A 13–6 Duke win over Jacksonville on March 13, 2017, was the 376th of Danowski's head coaching career, breaking the Division I record which had previously been held by former Brown and Virginia coach Dom Starsia. The Blue Devils again reached the NCAA Tournament and advanced to the quarterfinals before a 16–11 defeat against Ohio State. Duke ended the 2017 season with a 13–5 record.

In 2018, Danowski's Duke team again participated in the NCAA Tournament, earning the fourth seed. With a win over Maryland, the Blue Devils reached their first NCAA championship game in four years, ultimately losing 13–11 to Yale. At the end of the season, Danowski stood one win shy of 400 for his career. He signed a new contract with Duke that goes through 2023. The 400th victory for Danowski as a head coach came in the first game of the 2019 season against Furman, making him the third NCAA men's lacrosse coach, and first in Division I, with that many wins. The 2019 Blue Devils were the number two seed in the NCAA Tournament and made it to the semifinals for the 10th time in 13 seasons, where they faced Virginia. Duke lost a two-goal lead in the last minute, and a 13–12 defeat in double overtime left the team one win short of a second straight NCAA title game.

Duke began 2020 by winning six of their first eight games, before the rest of the season was canceled because of the COVID-19 pandemic. In 2021, Duke made another NCAA Tournament as the second seed, reaching the semifinals before falling 14–5 to Maryland. Duke did not qualify for the NCAA Tournament in 2022. The program returned to the event in 2023 as the number one seed, defeating Penn State 16–15 in overtime to reach the national championship game. There, the Blue Devils were defeated 13–9 by Notre Dame, which concluded a 16–3 season. Duke went 13–6 in the 2024 season and was eliminated by Maryland in their second NCAA Tournament game.

Danowski was inducted into the National Polish-American Sports Hall of Fame on June 16, 2022. In 2024, Duke inducted Danowski into its athletics hall of fame.

In 2025, the Blue Devils advanced to the ACC Tournament championship, but were eliminated in the first round of the NCAA Tournament by Georgetown to finish 12-6. In 2026, Duke failed to make the ACC Tournament for the first time in Danowski's tenure, but was selected to the NCAA Tournament and advanced to the final four. On September 3, 2026, Duke announced Danowski would receive a contract extension through the 2029 season.

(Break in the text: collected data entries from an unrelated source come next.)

PR #295, opened 2026-08-24
fix(github): derive App comment login from slug, not display name

### LINKED ISSUE #290: GitHub App comment author is derived from App name instead of slug
## Summary

When argo-diff is configured as a GitHub App, `getCommentUser()` derives the bot login from the
App's **display name** instead of its **slug**. If the App name is not already slug-shaped, the
computed login never matches the real comment author, and argo-diff stops recognizing its own
previous comments.

## Where

`internal/github/comment.go:150`

```go
commentLogin = *app.Name + "[bot]"
```

## Why it's wrong

GitHub builds a bot's login from the App **slug** — the URL-friendly form of the name (lowercased,
spaces replaced with hyphens) — not from the display name.

| App display name | Real comment author | Value computed today |
| ---------------- | ------------------- | -------------------- |
| `argo-diff`      | `argo-diff[bot]`    | `argo-diff[bot]` ✅ |
| `Argo Diff`      | `argo-diff[bot]`    | `Argo Diff[bot]` ❌ |
| `ArgoDiff Prod`  | `argodiff-prod[bot]`| `ArgoDiff Prod[bot]` ❌ |

`go-github` already exposes the correct field — `App.Slug` alongside `App.Name`
(`github/apps.go:22`).

## Impact

`getExistingComments()` filters candidate comments with:

```go
if isGithubAction || *c.User.Login == commentLogin {
```

(`internal/github/comment.go:279`)

When `commentLogin` is wrong, that comparison never matches. The consequences:

- argo-diff never finds its previous comment on a PR.
- Every event creates a **new** full-size diff comment instead of editing the existing one.
- The `[Outdated argo-diff content]` cleanup path never runs, so stale comments accumulate.

The symptom is duplicate comments on every push to a PR.

This is latent rather than universal because `README.md` recommends naming the App `argo-diff`,
which is already slug-shaped. Any other name silently breaks comment reuse. Nothing in the setup
docs warns that the name matters.

## Suggested fix

Use the slug, and keep the name only as a fallback:

```go
if app == nil || (app.Slug == nil && app.Name == nil) {
	log.Error().Msg("Empty app returned - not sure how I got here")
	return fmt.Errorf("empty app info")
}
appLogin := app.GetSlug()
if appLogin == "" {
	log.Warn().Msg("Github App slug is empty - falling back to app name")
	appLogin = app.GetName()
}
mux.Lock()
commentLogin = appLogin + "[bot]"
mux.Unlock()
```

Note the nil check at `internal/github/comment.go:145` also needs updating, since it currently
guards only `app.Name`.

## Test coverage gap

There is no test for the GitHub App identity path. `internal/github/github_testdata/` has
`payload-user.json` for the PAT path but no `/app` fixture, and no test exercises
`commentClientIsApp = true`. A fixture where slug and name differ would pin this behavior down.

brushmtn:
Fixes #290. `getCommentUser()` built the GitHub App bot login from `App.Name` (display name) instead of `App.Slug`, so any App whose display name isn't already slug-shaped (e.g. `Argo Diff` instead of `argo-diff`) never matched its own comment author. This made argo-diff post a new full-size comment on every PR event instead of editing its existing one, and the "Outdated argo-diff content" cleanup never ran.

This PR switches `commentLogin` to use `App.GetSlug()`, falling back to `App.GetName()` if the slug is empty, adds a test fixture/test for the GitHub App identity path (previously untested), and updates the README to note that any App display name now works correctly.

<details>
<summary>Plan</summary>

1. Fix `getCommentUser()` in `internal/github/comment.go` to use `app.GetSlug()` with fallback to `app.GetName()`, and update the nil-check to guard on both fields being nil.

2. Add a `/app` fixture to `internal/github/github_testdata/` where slug and name differ, and add a test exercising `commentClientIsApp = true` to pin down the correct login derivation.

3. Update README.md to remove/adjust the guidance that the GitHub App must be named `argo-diff`, since the slug is now used regardless of display name.

4. Run `go build`, `go fmt`, `golangci-lint run`, and `go test ./...` to verify.

</details>

<details>

All review feedback from @vrivellino addressed, replies posted on all 4 inline threads.

Latest fix (commit `5e86d32`): the `TestGetCommentUserApp` httptest handler used `t.Fatalf` on a fixture-read failure, but `Fatalf` calls `runtime.Goexit`, which must run on the test's own goroutine, not the HTTP handler goroutine `httptest.NewServer` spawns it on. Calling it there would kill the handler mid-response instead of failing the test. Switched to `t.Errorf` plus an explicit 500 response and early return, matching the existing pattern a few lines above in the same handler. `go vet`'s `testinggoroutine` analyzer doesn't catch this case (it doesn't follow goroutines started via `httptest.NewServer`), so this was only caught by manual review.

Earlier fixes (commit `361a4a1`): a real bug where a non-nil-but-empty App slug bypassed the nil guard and could cache `commentLogin` as `"[bot]"` forever (reproducing the #290 symptom) — fixed by validating the derived login value and erroring when both slug and name are empty. Also fixed `TestGetCommentUserApp` depending on test execution order for its `commentClient` setup, and added two more table-driven cases (empty-slug fallback, both-empty error) with new fixtures to close the coverage gap on those branches.

Verified: `go build -v ./...`, `go vet ./...`, `go fmt ./...`, and `go test ./...` all pass. `golangci-lint run ./internal/github/...` shows only pre-existing issues untouched by this PR.

Nothing outstanding. Ready for re-review.

</details>


internal/github/comment.go
```diff
@@ -155,12 +155,17 @@ func getCommentUser(ctx context.Context) error {
...
 			return fmt.Errorf("empty app info")
 		}
+		appLogin := app.GetSlug()
+		if appLogin == "" {
+			log.Warn().Msg("Github App slug is empty - falling back to app name")
+			appLogin = app.GetName()
+		}
 		mux.Lock()
-		commentLogin = *app.Name + "[bot]"
+		commentLogin = appLogin + "[bot]"
```
vrivellino: **Finding 1 — an empty-string slug still produces a broken login.**

The guard checks the *pointers*, but the fallback checks the *value*. An `App` with `Slug` set to `""` (non-nil, empty) passes the guard on line 158, then `GetSlug()` returns `""`, then `GetName()` also returns `""`. `commentLogin` becomes the literal `"[bot]"`.

I confirmed this by running the branch logic directly:

```
commentLogin would be "[bot]"
```

That value is non-empty, so `getCommentUser()` caches it and never retries. Every author match at line 293 then fails — which is exactly the #290 symptom this PR sets out to fix.

Suggested fix: validate the *derived* value rather than the pointers.

```go
appLogin := app.GetSlug()
if appLogin == "" {
    log.Warn().Msg("Github App slug is empty - falling back to app name")
    appLogin = app.GetName()
}
if appLogin == "" {
    log.Error().Msg("Github App has neither slug nor name")
    return fmt.Errorf("empty app info")
}
```

That also makes the widened `app.Slug == nil && app.Name == nil` check redundant — a plain `app == nil` is enough.

internal/github/comment_test.go
```diff
@@ -386,3 +390,42 @@ func TestCommentNotHead(t *testing.T) {
...
+		mux.Lock()
+		commentLogin = origCommentLogin
+		mux.Unlock()
+	}()
+
+	var err error
+	appsClient, err = github.NewClient(github.WithURLs(&baseURL, &baseURL))
+	if err != nil {
+		t.Fatalf("Failed to create github client: %s", err)
+	}
```
vrivellino: **Finding 2 — this test fails when run on its own.**

The test sets `appsClient` but never sets `commentClient`. It only passes today because earlier tests in this file assign that package global first. Run in isolation it fails:

```
$ go test -run TestGetCommentUserApp ./internal/github/...
--- FAIL: TestGetCommentUserApp (0.00s)
    comment_test.go:424: getCommentUser() failed: no github commenter client
```

`getCommentUser()` returns early at the `commentClient == nil` check (comment.go:137) before it ever reaches the App path.

Two reasons this matters: `AGENTS.md` documents `go test -run TestName ./...` as a normal workflow, and the dependency breaks silently if anyone reorders these tests or adds one after this.

Fix: point `commentClient` at the test server inside the test, the way every other test in this file does.

```go
commentClient, err = github.NewClient(github.WithAuthToken("test1234"), github.WithURLs(&baseURL, &baseURL))
if err != nil {
    t.Fatalf("Failed to create github client: %s", err)
}
```

internal/github/comment_test.go
```diff
@@ -386,3 +390,42 @@ func TestCommentNotHead(t *testing.T) {
...
+	mux.Unlock()
+
+	if err := getCommentUser(context.Background()); err != nil {
+		t.Fatalf("getCommentUser() failed: %s", err)
+	}
+
+	want := "argodiff-prod[bot]"
+	if commentLogin != want {
+		t.Errorf("commentLogin = %q, want %q (must come from App slug, not display name %q)", commentLogin, want, "ArgoDiff Prod")
+	}
```
vrivellino: **Finding 3 — the new fallback branch has zero test coverage.**

This PR adds a branch and a test, but the test only exercises the happy path. Coverage confirms the `appLogin = app.GetName()` fallback never runs:

```
$ go test -coverprofile=c.out ./internal/github/
comment.go:163.21,166.4 2 0     <- hit count 0
```

That uncovered branch is precisely where Finding 1 lives, which is why the bug slipped through.

Please add a second case with an empty slug — a fixture where `slug` is `""` and `name` is set — asserting the login falls back to the name. Once Finding 1 is fixed, a third case (both empty) should assert `getCommentUser()` returns an error rather than caching `"[bot]"`.

vrivellino (commented):
Core fix is correct — `App.GetSlug()` is the right source, since GitHub builds a bot login as `<slug>[bot]`. Verified `go build`, `gofmt`, and `go test ./...` all pass on this branch. Three findings inline before merge.

internal/github/comment.go
brushmtn: Fixed in 361a4a1 — validated the derived `appLogin` value instead of the source pointers, and added the both-empty error path so it no longer caches a bare `"[bot]"`.

internal/github/comment_test.go
brushmtn: Fixed in 361a4a1 — rewrote as a table-driven test where each case sets `commentClient` and `appsClient` independently, pointed at its own isolated server. Confirmed with `go test -run TestGetCommentUserApp ./internal/github/...` in isolation.

internal/github/comment_test.go
brushmtn: Fixed in 361a4a1 — added `payload-app-empty-slug.json` (fallback to name) and `payload-app-empty.json` (both empty, expects error) as additional table-driven cases. Confirmed both new branches now show hit count 1 via `go test -coverprofile`.

internal/github/comment_test.go
```diff
@@ -386,3 +387,84 @@ func TestCommentNotHead(t *testing.T) {
...
+			appServer := httptest.NewServer(http.HandlerFunc(func(w http.ResponseWriter, r *http.Request) {
+				if r.URL.Path != "/app" {
+					t.Errorf("Mock server not configured to serve path %s", r.URL.Path)
+					w.WriteHeader(http.StatusNotFound)
+					return
+				}
+				payload, filePath, err := readFileToByteArray(tc.fixture)
+				if err != nil {
+					t.Fatalf("readFileToByteArray(%s) failed: %s", filePath, err)
+				}
```
vrivellino, line 421: Minor, non-blocking — `t.Fatalf` here runs on the HTTP handler's goroutine, not the test goroutine.

`Fatalf` calls `runtime.Goexit`, which [the `testing` docs](https://pkg.go.dev/testing#T.FailNow) require you to call from the goroutine running the test. On a handler goroutine it kills the handler mid-response instead of failing the test, so a missing or unreadable fixture would surface as an unexpected-EOF at the client rather than a clean `readFileToByteArray` failure.

Line 412 in this same handler already does it the right way with `t.Errorf`, so this looks like an oversight rather than intent. Matching it fixes the case:

```go
payload, filePath, err := readFileToByteArray(tc.fixture)
if err != nil {
    t.Errorf("readFileToByteArray(%s) failed: %s", filePath, err)
    w.WriteHeader(http.StatusInternalServerError)
    return
}
```

Worth noting `go vet` does not catch this — its `testinggoroutine` analyzer does not follow goroutines created via `httptest.NewServer`, so nothing in CI will flag it.

vrivellino (commented):
Re-reviewed `361a4a1` — all three findings are genuinely fixed, and I verified each rather than taking the replies at face value.

- **Finding 1:** guarding on `app == nil` plus validating the derived `appLogin` closes the `"[bot]"` hole. Dropping the widened pointer check was the right call — the derived check subsumes it.
- **Finding 2:** `go test -run TestGetCommentUserApp ./internal/github/...` now passes in isolation. I also ran `-shuffle=on` three times and `-count=2`; all green. The order dependency is gone, not masked.
- **Finding 3:** coverage confirms both new branches now execute (`comment.go:163.21,166.4` and `comment.go:167.21,170.4`, each hit count `1`, previously `0`). `getCommentUser` coverage went 70.7% → 77.3%.

`go build`, `gofmt`, `go vet`, `go test ./...` and `go test -race` are all clean. The table-driven rewrite is a better structure than what I originally suggested.

One minor nit inline — non-blocking, fine to merge with or without it.

internal/github/comment_test.go
brushmtn: Good catch — fixed in 5e86d32, matching the pattern on line 412: `t.Errorf` plus an explicit 500 response and early return.

vrivellino (approved):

===United States men's national team===
In 2015, Danowski was selected by US Lacrosse to coach the U.S. men's national team at the 2018 World Lacrosse Championship. The U.S. went undefeated in its seven games at the tournament, facing Canada in the gold medal match. A goal with one second remaining by Tom Schreiber proved the margin of victory in a 9–8 win that gave Danowski's U.S. team the world championship. US Lacrosse announced in November 2018 that Danowski would coach at the upcoming World Lacrosse Championship, which would make him the first coach to lead the U.S. men's team in multiple world championships.

==Family==
Danowski is married and has two children. His father was Ed Danowski, a National Football League quarterback for the New York Giants. One of his sons is former Duke lacrosse player Matt Danowski, who was named to the USILA All-American first team three times and is an assistant coach for the Blue Devils. When Danowski accepted the head coaching position at Duke, Matt was playing for the school. Later, Matt was a captain on Danowski's 2018 World Lacrosse Championship squad.